Schwester Martha rückte ein. Aber sie konnte sich nicht zerteilen. Es blieb im Hause noch genug zu tun. Da mußten die Zwillinge heran. Zum Glück hatte man jetzt in der Schule Kälteferien. Das heißt, die Schulen waren wegen Kohlenmangel geschlossen. Herbert übernahm die Zentralheizung, die ihm ungeheuren Spaß machte, und das Stiefelputzen. Letzteres erstreckte sich allerdings nur auf Suses und seine Füße, da die Patienten keine Stiefel trugen. Suse zeigte hauswirtschaftliche Talente. Sie fegte, mopte und bohnerte die Zimmer, daß es nur so blitzte. Sie besorgte den Aufwasch und ging Schwester Martha beim Kochen zur Hand. Daneben fand sie aber noch Zeit, ihrem Vati, der zum erstenmal aufstehen durfte, eine warme Decke über die Knie zu legen und es ihm in einem bequemen Sessel gemütlich zu machen, der Mutti erfrischende Limonade zu reichen, ihrer kleinen Omama liebevoll über die noch immer heiße Stirn zu streichen und der Emma, die so erbärmlich hustete, heiße Milch mit Emser an das Bett zu bringen.

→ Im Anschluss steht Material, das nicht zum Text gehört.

PR #788, opened 2023-04-18
SNOW-781049: update test to be compatible with stored proc

sfc-gh-aling:
Please answer these questions before submitting your pull requests. Thanks!

1. What GitHub issue is this PR addressing? Make sure that there is an accompanying issue to your PR.

   Fixes SNOW-781049, the tests previous PR are incompatible with stored proc because it can not create randomly generated temp table name.

2. Fill out the following pre-review checklist:

   - [x] I am adding a new automated test(s) to verify correctness of my new code
   - [ ] I am adding new logging messages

Als Frau Professor Winter das Bett verlassen durfte, löste sie Suse ab. Auch sie mußte der Krankheit ihren Tribut zahlen.

Herbert, der sich rühmte, gegen alle Bazillen gefeit zu sein, folgte als getreuer Zwilling bald darauf nach. Im Sternenhaus blieben nur Bubi und Piccola von der Grippe verschont.